PR #2936, opened 2018-07-28
Trim the render work done after a scene build

### LINKED ISSUE #2807: Reduce the amount of extra work needed for hit testing
#2797 enabled rendering on async scene rebuilds. AFAIK, hit-testing should only need the results of `build_layer_screen_rects_and_cull_layers` function, and don't actually care about the batches and render task graph. Thus, we can save a few cycles here.

cc @staktrace @nical @gw3583

staktrace:
Fixes #2807. I'm not totally sure that I'm including all the work that is necessary for hit-testing but it seems to pass my ad-hoc testing and CI. But still, please review with care to make sure I'm not violating assumptions or leaving behind inconsistent state by just doing the bits of the clip scroll tree update that don't touch the resource cache, gpu cache, and transform palette.

---
This change is [Reviewable](https://reviewable.io/reviews/servo/webrender/2936)

### DIFF
--- a/webrender/src/clip_node.rs
+++ b/webrender/src/clip_node.rs
@@ -30,14 +30,16 @@ impl ClipNode {
         &mut self,
         device_pixel_scale: DevicePixelScale,
         clip_store: &mut ClipStore,
-        render_context: &mut ClipRenderContext,
+        render_context: &mut Option<ClipRenderContext>,
         clip_chains: &mut [ClipChain],
         spatial_nodes: &[SpatialNode],
     ) {
         let clip_sources = clip_store.get_mut(self.clip_sources_index);
-        clip_sources.update(render_context.gpu_cache,
-                            render_context.resource_cache,
-                            device_pixel_scale);
+        if let &mut Some(ref mut context) = render_context {
+            clip_sources.update(context.gpu_cache,
+                                context.resource_cache,
+                                device_pixel_scale);
+        }
         let spatial_node = &spatial_nodes[clip_sources.spatial_node_index.0];
 
         let (screen_inner_rect, screen_outer_rect) = clip_sources.get_screen_bounds(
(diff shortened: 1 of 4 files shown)


gw3583:
Apart from the review comment above, I have a couple of questions:

* What are the situation(s) where we'd want to build the hit tester but not do a render anyway (for my own understanding, more than anything else). I vaguely recall complexities around needing to copy the hit-tester data at some point, but the details escape me.

* The bug being fixed refers to needing to call ```build_layer_screen_rects_and_cull_layers``` but not the batching and task generation of that code. However, it seems this patch only does the ```clip_scroll_tree.update```, and not the culling code. There's a couple subtleties here I'm unsure of:
  * During ```build_layer_screen_rects_and_cull_layers``` we can optionally update the local rect of a primitive. I *think* we only do this for ```Picture``` types, and picture primitives should never have an ```ItemTag``` associated with them - so this shouldn't affect hit testing.
  * We only update the visibility of a primitive during ```build_layer_screen_rects_and_cull_layers```. This includes checking whether a primitive is considered backface visible. Updating the clip-scroll tree may result in a change to whether a primitive is backface visible, but this patch would not update the hit-test code. I'm not actually sure what the specifications say regarding how hit testing interacts with backface visibility culling - is this relevant here?

If we *can* get away with just updating the clip scroll tree, that's great - it should be a decent win. However, if we need to also call ```build_layer_screen_rects_and_cull_layers``` but not do batching / task generation, this may be slightly more involved (and we might be better to consider refactoring how the visibility test code works, to make this simpler).

nical:
I rebased this PR in [this branch](https://github.com/nical/webrender/commit/c48215bf67ba22bfc077359a5786adc749b5900d). I'll do some testing before submitting the pull request.

nical:
Replaced by #3052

PROMPT
Filter the lines above, keeping each one that contains the string "nical".

ANSWER TO THE PROBLEM
cc @staktrace @nical @gw3583
nical:
I rebased this PR in [this branch](https://github.com/nical/webrender/commit/c48215bf67ba22bfc077359a5786adc749b5900d). I'll do some testing before submitting the pull request.
nical:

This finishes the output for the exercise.